LangGraph vs LangChain comparison
LangGraph is a stateful, graph-based AI agent framework focused on explicit state management and flow control, while LangChain is a versatile, chain-based framework emphasizing modular LLM pipelines and integrations. Use LangGraph for complex stateful workflows and LangChain for flexible chaining and tool integrations.VERDICT
LangChain for general-purpose LLM chaining and tool integration; choose LangGraph when you need explicit stateful graph-based control over AI agent workflows.| Tool | Key strength | Pricing | API access | Best for |
|---|---|---|---|---|
| LangGraph | Stateful graph-based AI agent orchestration | Free (open source) | Python SDK | Complex stateful workflows |
| LangChain | Modular LLM chains and tool integrations | Free (open source) | Python SDK | Flexible LLM pipelines and integrations |
| LangGraph | Explicit state and edge management | Free | No hosted API | Multi-step decision making |
| LangChain | Wide ecosystem and community support | Free | No hosted API | Rapid prototyping and production |
Key differences
LangGraph uses a stateful graph model where nodes represent processing steps and edges define transitions, enabling explicit control over AI agent workflows. LangChain uses a chain-of-responsibility pattern to compose LLM calls and tools in a linear or branching manner but without explicit state graphs.
LangGraph focuses on state management and deterministic flow control, ideal for complex multi-turn interactions. LangChain excels at chaining LLM calls, prompt templates, and tool use with a rich ecosystem.
LangGraph compiles graphs into callable apps with explicit entry and exit points, while LangChain provides composable chains and agents for flexible pipelines.
Side-by-side example
Both frameworks can implement a simple conversational agent that appends a response to messages.
from langgraph.graph import StateGraph, END
from typing import TypedDict
class State(TypedDict):
messages: list
def my_node(state: State) -> State:
return {"messages": state["messages"] + ["Hello from LangGraph!"]}
graph = StateGraph(State)
graph.add_node("my_node", my_node)
graph.set_entry_point("my_node")
graph.add_edge("my_node", END)
app = graph.compile()
result = app.invoke({"messages": ["Hi"]})
print(result["messages"]) ['Hi', 'Hello from LangGraph!']
LangChain equivalent
Using LangChain, the same task is done by chaining a simple function with an LLM call or prompt template.
from langchain_core.prompts import ChatPromptTemplate
from langchain_openai import ChatOpenAI
import os
llm = ChatOpenAI(model="gpt-4o-mini", api_key=os.environ["OPENAI_API_KEY"])
prompt = ChatPromptTemplate.from_template("{messages}")
messages = ["Hi"]
response = llm.invoke([{"role": "user", "content": ' '.join(messages) + ' Respond with a greeting.'}])

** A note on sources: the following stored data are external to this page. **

PR #1312, opened 2024-12-26
feat(ui): airdrop login and code sharing on setup screen

peps:
This adds a new element to the Setup Screen that allows users to log in and share their referral code while they wait for the App Setup process to complete. 

@PanchoBubble I moved the Airdrop login functionality to its own hook `useAirdropAuth` which exports `handleAuth` and `checkAuth`.

I also disabled the `isFirstLoad` check on the `AirdropPermission` component. I now have it hooked up so if the user disabled telemetry the new Share/Login UI will toggle. This makes it pretty obvious that telemetry is required in order to collect gems. 

Since this changes the code that handles the login functionality and auth checks, we should test the login functionality both on the setup screen and the sidebar.   

CleanShot 2025-01-20 at 16 03 26@2x

CleanShot 2025-01-20 at 16 03 51@2x

CleanShot 2024-12-27 at 13 31 47


src/containers/main/Airdrop/AirdropGiftTracker/hooks/useAirdropAuth.ts
```diff
@@ -0,0 +1,62 @@
...
+            }, 1000);
+            const timeout = setTimeout(
+                () => {
+                    clearInterval(interval);
+                    setAuthUuid('');
+                },
+                1000 * 60 * 5
+            );
+
+            return () => {
```
PanchoBubble, line 53: we could probably have this already in a useEffect here and have a `checkAuth` state, so when you do `handleAuth` it sets `setAuthUuid` and `setCheckAuth` to start the interval checking, so usage is contained within the hook itself

PanchoBubble (approved):

src/containers/main/Airdrop/AirdropGiftTracker/hooks/useAirdropAuth.ts
peps: Good call, just updated it

brianp:
@peps Sorry mate. I was about to merge this and now it's conflicted.

peps:
@brianp it should be ok now. This PR involves moving the Airdrop Login logic into a separate hook `useAirdropAuth` so any change to the inline logic there will be a conflict. 

I tested pretty thoroughly myself, but when testing make sure to test both...

1. The login functionality on the Setup screen
2. The login functionality in the Sidebar

They're both sharing the same `useAirdropAuth` hook to handle the login flow.

shanimal08 (approved):
LGTM! just the new conflicts (sorry!) 
i like this setup screen app version a lot better:D

btw, not sure when #1335 will go in, but it will likely cause even more conflicts, so not sure if you want to wait for that, or resolve here and i can resolve there after this is merged? 

cc @brianp

peps:
@brianp @shanimal08 Conflicts fixed

peps:
@PanchoBubble when you get a chance, mind taking a look at @brianp 's login session issue?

print(response.content) Hello! How can I assist you today?
When to use each
Use LangGraph when your AI application requires explicit state tracking, complex branching, and deterministic control flows, such as multi-turn agents with conditional logic.

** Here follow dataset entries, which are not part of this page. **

PR #1335, opened 2025-01-02
refactor: move setup to app::ready instead of javascript triggered

stringhandler:
Move setup to be triggered by rust instead of javascript. I believe this is a better pattern, but also there were two places where setup was being called and it was not clear whether this is correct or not


src/containers/floating/ExternalDependenciesDialog/ExternalDependenciesDialog.tsx
```diff
@@ -37,15 +37,17 @@ export const ExternalDependenciesDialog = () => {
         setShowExternalDependenciesDialog(false);
         if (isInitializing) return;
         setIsInitializing(true);
```
PanchoBubble, line 39: We should comment out these too
and we can comment lie 19 and 20 for `setView` and `setCriticalError`

src/containers/floating/ExternalDependenciesDialog/ExternalDependenciesDialog.tsx
```diff
@@ -37,15 +37,17 @@ export const ExternalDependenciesDialog = () => {
...
+        // Setup now done in rust
+        // invoke('setup_application')
+        // .catch((e) => {
+        // setCriticalError(`Failed to setup application: ${e}`);
+        // setView('mining');
+        // })
+        // .then(() => {
+        // setIsInitializing(false);
+        // });
+        setIsInitializing(false);
```
PanchoBubble, line 49: if we comment the lines above we dont need `setIsInitializing(false)` either

PanchoBubble (approved):

src/hooks/app/useSetUp.ts
```diff
@@ -69,10 +69,10 @@ export function useSetUp() {
         if (syncedAidropWithBackend && !isInitializingRef.current) {
             isInitializingRef.current = true;
             clearStorage();
-            invoke('setup_application').catch((e) => {
-                console.error(`Failed to setup application: ${e}`);
-                setCriticalError(`Failed to setup application: ${e}`);
-            });
+            // invoke('setup_application').catch((e) => {
```
mmrrnn, line 72: We have to wait with setting up until `set_airdrop_access_token` is called. It's important for setting up telemetry data

stringhandler: can I emit an event `setup_complete` instead?

mmrrnn: We need to pass the access token from the frontend to the backend before the setup_application process.

brianp:
@shanimal08 can we get your assistance managing some telemetry problems here?

mmrrnn:
I decided to take over this issue. We're discussing about the possibility to move some airdrop logic to rust and reduce ping pong calls. It's on hold for now since we have higher priorities :D

src-tauri/src/app_config.rs
```diff
@@ -232,7 +232,6 @@ pub(crate) struct AppConfig {
     created_at: Option<DateTime<Utc>>,
     mode: MiningMode,
     display_mode: DisplayMode,
-    auto_mining: bool,
```
brianp, line 235: I think this will break existing configs. The value in existing configs won't be ignored, it'll consider the config invalid and fail to parse it, and reset the entire config to defaults. 

This needs to be validated before merge.

src-tauri/src/main.rs
```diff
@@ -982,6 +987,24 @@ fn main() {
                 }
             };
 
+            let token_state_clone = app.state::<UniverseAppState>().airdrop_access_token.clone();
+            let memory_state_clone = app.state::<UniverseAppState>().in_memory_config.clone();
+            app.listen("airdrop_token", move |event| {
```
brianp, line 992: Will this continue to listen for the rest of the apps runtime? And could an airdrop token get changed at a time it's not supposed to?

src-tauri/src/app_config.rs
brianp: I think I'm wrong. It will only break if it was a value in `AppConfigFromFile`

src-tauri/src/main.rs
shanimal08: yes, and not sure about "not supposed to" but it can change if it expires (then refresh it triggered on FE) also if someone logs out and back in for whatever reason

Use LangChain for rapid development of LLM pipelines, tool integrations, and prompt chaining where explicit state graphs are unnecessary.
| Scenario | Recommended tool |
|---|---|
| Multi-step AI agent with explicit state and branching | LangGraph |
| Flexible prompt chaining and tool integration | LangChain |
| Rapid prototyping with large community support | LangChain |
| Deterministic workflow orchestration | LangGraph |
Pricing and access
Both LangGraph and LangChain are open-source Python libraries with no direct cost. They require external LLM API keys (e.g., OpenAI) for model calls.

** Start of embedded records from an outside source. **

PR #1336, opened 2025-01-02
fix: optimize transaction history

mmrrnn:
Whole history component was rerendered when user hover over balance to see decimals.

* added react-window so we don't render all items at once. Instead, we render additional elements only when user scrolls down
* split components to separate rerendering so we rerender only specific part of the tree that has changed
* added memoization for history component

We can go further and implement infinite scrolling with fetching elements partially when scrolling:
https://codesandbox.io/p/sandbox/r7rp40n0zm?file=%2Fsrc%2Findex.js%3A19%2C35


PanchoBubble (approved):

| Option | Free | Paid | API access |
|---|---|---|---|
| LangGraph | Yes (open source) | No | Python SDK only |
| LangChain | Yes (open source) | No | Python SDK only |
| LLM APIs (OpenAI, Anthropic, etc.) | Limited free tier | Paid plans | REST API / SDKs |
Key Takeaways
-
LangGraphexcels at explicit stateful AI workflows with graph control. -
LangChainoffers flexible, modular chaining for LLMs and tools with broad ecosystem support. - Choose
LangGraphfor complex multi-turn agents requiring deterministic flow. - Choose
LangChainfor rapid prototyping and integrating multiple AI tools. - Both are free open-source libraries requiring external LLM API keys for model inference.